第18章 18、笑脸
徐向屿和他的同学们大概是出来玩,正围在一起热热闹闹地聊天,看那情景,徐向屿和我想象中的一样,在他们同学里很受欢迎。
我离他们大概五十米远,原本是打算绕开他们走的,但望着兴高采烈的他们,我不知为何突然难以挪动脚步。
徐向屿和高中同学们站在一起时,更让我想起贺舒泽。他旁边站着一个笑起来有点腼腆的男生,一个学生拿着相机要给他们拍照,那个男生显得有些拘谨,他便猛地勾住那个男生的肩膀跟他说了几句话,大概是玩笑,那个男生听过他的话后笑得自然起来,闪光灯在这时照亮了他们。
徐向屿颊边的酒窝很好看。
真好,在死之前还能看着他们想一想我和贺舒泽高中时的样子。
人在死前果然会变得肆无忌惮,以前看着徐向屿我总是不敢让自己想起贺舒泽,可是此刻我不仅望着他尽情回忆贺舒泽少年时的模样,还要想得尽兴。不过在他身上找贺舒泽的影子并没让我感到想象中的愉悦,我的心情反而愈发沉闷。
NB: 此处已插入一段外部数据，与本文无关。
PR #722, opened 2022-06-11
Fix backends aot_code loading

jjyr:
- https://github.com/nervosnetwork/godwoken/pull/713 introduce a bug: 

If we setup a backend upgrade, the later version's aot binary will overwrite the previous one.

This PR fixed the bug, and introduce more logs of backend_manage module.


Flouse (commented):
approved

PR #725, opened 2022-06-13
fix: reject transactions has less gas than the intrinsic gas

jjyr:
Related PR in Polyjuice
- https://github.com/nervosnetwork/godwoken-polyjuice/pull/160

### DIFF
--- a/crates/utils/src/polyjuice_parser.rs
+++ b/crates/utils/src/polyjuice_parser.rs
@@ -1,5 +1,8 @@
 use gw_types::{bytes::Bytes, packed::RawL2Transaction, prelude::*};
 
+/// The data structure of the Polyjuice transaction arguments
+///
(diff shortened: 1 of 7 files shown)


magicalne (dismissed):

crates/utils/src/polyjuice_parser.rs
```diff
@@ -0,0 +1,55 @@
+use gw_types::{bytes::Bytes, packed::RawL2Transaction, prelude::*};
+
```
Flouse, line 2:
```suggestion

/// The data structure of the Polyjuice transaction arguments
///
/// see: https://github.com/nervosnetwork/godwoken-polyjuice/blob/main/README.md#polyjuice-arguments
```

Flouse (dismissed):

Flouse (approved):

PR #726, opened 2022-06-14
feat(rpc-server): get in queue requests

blckngm:
Now on a full node the `gw_get_transaction`/`gw_get_withdrawal` RPC
calls will return status: pending instead of null for in queue
transactions/withdrawals.

Also added RPC method `gw_is_request_in_queue`, which returns whether a
transaction or withdrawal is in queue.

### DIFF
--- a/Cargo.lock
+++ b/Cargo.lock
@@ -2030,15 +2030,11 @@ name = "gw-rpc-server"
 version = "0.1.0"
 dependencies = [
  "anyhow",
- "async-channel",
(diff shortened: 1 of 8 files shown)


jjyr:
Only full node has fee queue, readonly node can skip query from the map, can we pass `InQueueRequestMap ` as a `Option<T>` args to functions.

jjyr (approved):

zeroqn (approved):

PR #729, opened 2022-06-15
fix: handle VM InvalidCycles by generate a polyjuice system log

jjyr:
* Handle `ckb_vm::error::Error::InvalidCycles` error raise form CKB VM
* Set `run_result.exit_code` to `1` in that case.
* Generate a polyjuice system log `account: raw_tx.to_id, gas_used: gas, cumulative_gas_used: gas, created_address: [0u8; 20], status: 0,`.

### DIFF
--- a/crates/generator/src/generator.rs
+++ b/crates/generator/src/generator.rs
@@ -29,7 +29,6 @@ use gw_common::{
     },
     H256,
 };
-use gw_config::BackendType;
 use gw_store::{state::state_db::StateContext, transaction::StoreTransaction};
 use gw_traits::{ChainView, CodeStore};
 use gw_types::{
@@ -133,8 +132,6 @@ impl Generator {
         let mut run_result = RunResult::default();
         let used_cycles;
         let exit_code;
-        let mut appended_log = None;
-
         {
             let t = Instant::now();
             let global_vm_version = GLOBAL_VM_VERSION.load(SeqCst);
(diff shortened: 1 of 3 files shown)


classicalliu (dismissed):

zeroqn (dismissed):

crates/generator/src/generator.rs
```diff
@@ -170,8 +174,34 @@ impl Generator {
             let mut machine = TraceMachine::new(default_machine);
 
             machine.load_program(&backend.generator, &[])?;
-            exit_code = machine.run()?;
-            used_cycles = machine.machine.cycles();
+            match machine.run() {
+                Ok(_exit_code) => {
```
Flouse, line 175: If `run_polyjuice()` return before [`emit_evm_result_log` function](https://github.com/nervosnetwork/godwoken-polyjuice/blob/1.2-rc/c/polyjuice.h#L1384),
Polyjuice may return an `exit_code` without `POLYJUICE_SYSTEM_LOG` too.

Flouse (changes requested):

Flouse (dismissed):

crates/generator/src/generator.rs
Flouse: https://github.com/nervosnetwork/godwoken/pull/729/commits/4d7112652da9c5a5a065f37b486b67a0caeae765

Flouse (approved):

magicalne (approved):

PR #752, opened 2022-07-05
fix: Update parse log

classicalliu:


crates/utils/src/script_log.rs
```diff
@@ -36,18 +39,45 @@ pub enum GwLog {
...
+        if to_address_byte_size == 0 {
+            8
+        } else {
+            28
+        }
+    };
 
-    let mut to_address = [0u8; 20];
-    to_address.copy_from_slice(&data[21..41]);
+    let to_address = match RegistryAddress::from_slice(&data[start..end]) {
```
blckngm: Use `get(start..end)` to avoid panic?

crates/utils/src/script_log.rs
```diff
@@ -36,18 +39,45 @@ pub enum GwLog {
     },
 }
 
-fn parse_sudt_log_data(data: &[u8]) -> ([u8; 20], [u8; 20], u128) {
-    assert_eq!(data[0], 20);
-    let mut from_address = [0u8; 20];
-    from_address.copy_from_slice(&data[1..21]);
+fn parse_sudt_log_data(data: &[u8]) -> Result<(RegistryAddress, RegistryAddress, U256)> {
+    let mut start = 0;
```
jjyr, line 45: check length of data to avoid panic.

jjyr (changes requested):

crates/utils/src/script_log.rs
classicalliu: Updated

crates/utils/src/script_log.rs
classicalliu: Updated

jjyr (approved):

blckngm (approved):

PR #753, opened 2022-07-05
fix: always refresh pending deposit cells

jjyr:
The `refresh_deposit_cells` function is introduced in the https://github.com/nervosnetwork/godwoken/pull/433 , the original intension is to keep consistent of `account id` during the mem-pool refreshing, otherwise, the following txs will invalid  due to the incorrect signature.

In the v1 version, we migrate signing method to the Ethereum & EIP-712, the `account id` is not included in the signature anymore, even the `account id` is changed, the following txs still passes the validate.

### DIFF
--- a/devtools/fetch-binaries.sh
+++ b/devtools/fetch-binaries.sh
@@ -1,6 +1,6 @@
 #!/bin/bash
 dir_name='.tmp/binaries'
-image='ghcr.io/nervosnetwork/godwoken-prebuilds:1.2.2-rc1'
+image='ghcr.io/nervosnetwork/godwoken-prebuilds:1.3.0-rc3'
 
 docker pull $image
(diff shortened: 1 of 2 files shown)


zeroqn (dismissed):

keroro520 (dismissed):

devtools/fetch-binaries.sh
```diff
@@ -1,6 +1,6 @@
 #!/bin/bash
 dir_name='.tmp/binaries'
-image='ghcr.io/zeroqn/godwoken-prebuilds:v1.1-feat-change-ckb-decimal-to-18'
+image='ghcr.io/nervosnetwork/godwoken-prebuilds:1.2.2-rc1'
```
Flouse:
```suggestion
image='ghcr.io/nervosnetwork/godwoken-prebuilds:1.3.0-rc3'
```

Flouse (dismissed):

PR #754, opened 2022-07-06
feat: export and import block

zeroqn:
- add: `export-block` subcommand
  - example: ```godwoken export-block -c config.toml --output-path ./blocks_testnet_v1```
- add: `import-block` subcommand
  - example: ```godwoken import-block -c config.toml --source-path ./block_testnet_v1``` 
- test: `export-block` and `import-block`
- doc: `export-bock` and `import-block` [link](https://github.com/zeroqn/godwoken/blob/acf0cb833ccc139a465b07d7b0cd14ed34918824/docs/export_import_block.md)


crates/utils/src/export_block.rs
```diff
@@ -0,0 +1,257 @@
...
+    };
+
+    Ok(exported_block)
+}
+
+pub fn read_block(reader: &mut impl Read) -> Result<Option<(ExportedBlock, usize)>> {
+    let mut full_size_buf = [0u8; 4];
+    if let Err(err) = reader.read_exact(&mut full_size_buf) {
+        match err.kind() {
+            ErrorKind::UnexpectedEof if full_size_buf == [0u8; 4] => return Ok(None),
```
blckngm: This will also return `Ok(None)` if n zeros (n < 4) are read.

crates/utils/src/export_block.rs
```diff
@@ -0,0 +1,257 @@
...
+            _ => bail!(err),
+        }
+    }
+
+    let full_size = u32::from_le_bytes(full_size_buf) as usize;
+    if full_size <= 4 {
+        bail!("block corrupted, full size {}", full_size);
+    }
+
+    let mut buf = vec![0; full_size];
```
blckngm, line 115: Consider reusing the buffer? (Move it to `ExportedBlockReader`.)

crates/block-producer/src/subcommand/export_block.rs
```diff
@@ -0,0 +1,158 @@
+use std::fs;
```
jjyr: We should create a new `crates/cli` crate, and move cli related files such as `block-producer/src/main.rs` and `export_block.rs` to the new crate.

blckngm: May worth clarifying: what's the difference between `cli` and `tools`? What about `replay-chain`?

crates/utils/src/export_block.rs
zeroqn: This buffer will be moved in two places:
  - https://github.com/nervosnetwork/godwoken/pull/754/files#diff-c5d1ffc9e3eca2c0823859c004accb1afdfc0f535b10b73f33b65d3394857156R120
  - https://github.com/nervosnetwork/godwoken/pull/754/files#diff-07eff2ee69a5eac43558211b5b3efdfded30a207932dd888c54a52c2fc2f16b3R180

We can optimize later if this is a bottleneck.

crates/block-producer/src/subcommand/export_block.rs
zeroqn: `crates/godwoken-bin` crate ?

zeroqn: Extract code to `godwoken-bin` crate

crates/store/src/transaction/store_transaction.rs
```diff
@@ -103,10 +103,16 @@ impl StoreTransaction {
...
         &self,
         reverted_block_smt_root: &H256,
-        block_hashes: Vec<H256>,
+        prev_reverted_block_smt_root: H256,
+        mut block_hashes: Vec<H256>,
     ) -> Result<(), Error> {
         assert!(!block_hashes.is_empty(), "set empty reverted block hashes");
 
+        // Prefix block hashes with prev smt root, order of origin block hashes isn't a matter.
+        block_hashes.push(prev_reverted_block_smt_root);
```
jjyr, line 112: If we change the data, we should do it explicit, I suggest to change the return of `get_reverted_block_hashes` to a structure instead of `HashSet<H256>`.

zeroqn: Agree.  Add `SMTRevertedBlockHashes` struct.

```rust
pub struct SMTRevertedBlockHashes {
    pub prev_smt_root: H256,
    pub block_hashes: Vec<H256>,
}
```

blckngm (dismissed):

magicalne (dismissed):

jjyr:
Please resolve conflicts

jjyr (approved):

magicalne (approved):

PR #755, opened 2022-07-06
fix(block-producer): exit during bad block challenge

zeroqn:
- fix: no dump on dry run challenge tx failed
- fix: invalid code hash for challenger tx (omni lock)
- fix: chain notify mem pool with bad block tip hash cause mem pool set snapshot assertion failure
- fix: pool duplicated challenger tx due to replace poa lock with omni lock
- fix: mem pool isn't reset after bad block is reverted
- fix: one finalized custodian with no withdrawal

### DIFF
--- a/crates/block-producer/src/withdrawal.rs
+++ b/crates/block-producer/src/withdrawal.rs
@@ -37,7 +37,7 @@ pub fn generate(
     contracts_dep: &ContractsCellDep,
     withdrawal_extras: &HashMap<H256, WithdrawalRequestExtra>,
 ) -> Result<Option<GeneratedWithdrawals>> {
-    if block.withdrawals().is_empty() && finalized_custodians.cells_info.is_empty() {
+    if block.withdrawals().is_empty() && finalized_custodians.cells_info.len() <= 1 {
         return Ok(None);
     }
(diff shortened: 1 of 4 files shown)


crates/block-producer/src/withdrawal.rs
```diff
@@ -37,7 +37,7 @@ pub fn generate(
     contracts_dep: &ContractsCellDep,
     withdrawal_extras: &HashMap<H256, WithdrawalRequestExtra>,
 ) -> Result<Option<GeneratedWithdrawals>> {
-    if block.withdrawals().is_empty() && finalized_custodians.cells_info.is_empty() {
+    if block.withdrawals().is_empty() && finalized_custodians.cells_info.len() <= 1 {
```
jjyr, line 40: We can still generate withdrawal if there is only one finalize cell, why return none?

jjyr (approved):

blckngm (approved):

crates/block-producer/src/withdrawal.rs
zeroqn: Yes, but it's useless. To merge finalized custodian cells, we need at least two cells. We can safely return none here.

我颇为羡慕地望着被徐向屿逗笑的男生,忽然有些想不通八年的时间里我受到了怎样的损耗,竟然会羡慕八年前的自己。
我垂眸自嘲地笑了笑,终于准备离开。
却没想到刚走出一步,我突然听到从那群学生的方向传来呼喊声:“哎——叔叔!你能帮我们拍个照吗?”
我一时有些发怔,停下脚步看向他们,而后便猝不及防地对上徐向屿投来的视线。
我有些后悔于自己刚才的留恋,但望着他们青涩的面孔,我也不好意思拒绝,便走上前对他们笑笑:“可以啊。”
让我感到有些意外的是,徐向屿并没有跟我打招呼,只是呆呆地站在一旁看我拿起相机。学生们很高兴地对我道谢,我便也跟他们笑一笑,除此之外我不知道该对他们洋溢着活力的脸颊作何反应。恍惚间开始怀疑——我也曾经这么年轻过吗?为什么感觉他们的笑容在我看来这么遥远。
他们摆好姿势,乱七八糟地站作一团,在相机屏幕上显示出并不算好看的构图,但我知道这拍出来绝对是那种很多年后再翻出来会令人会心一笑的照片。我抚摸着相机的按钮,不由有些羡慕他们。
从小到大我都不爱拍照,一是因为我长相平平,所以没有要特意把自己面容记录下来的欲望,二是因为也从来没人培养我这方面的习惯。长到二十六岁,我在这个世上留下的照片应该屈指可数,也许毕业照就占了三分之一。想到这里不免有些自我怜悯,这对于一个准备去自杀的人来说实在是一种羞辱。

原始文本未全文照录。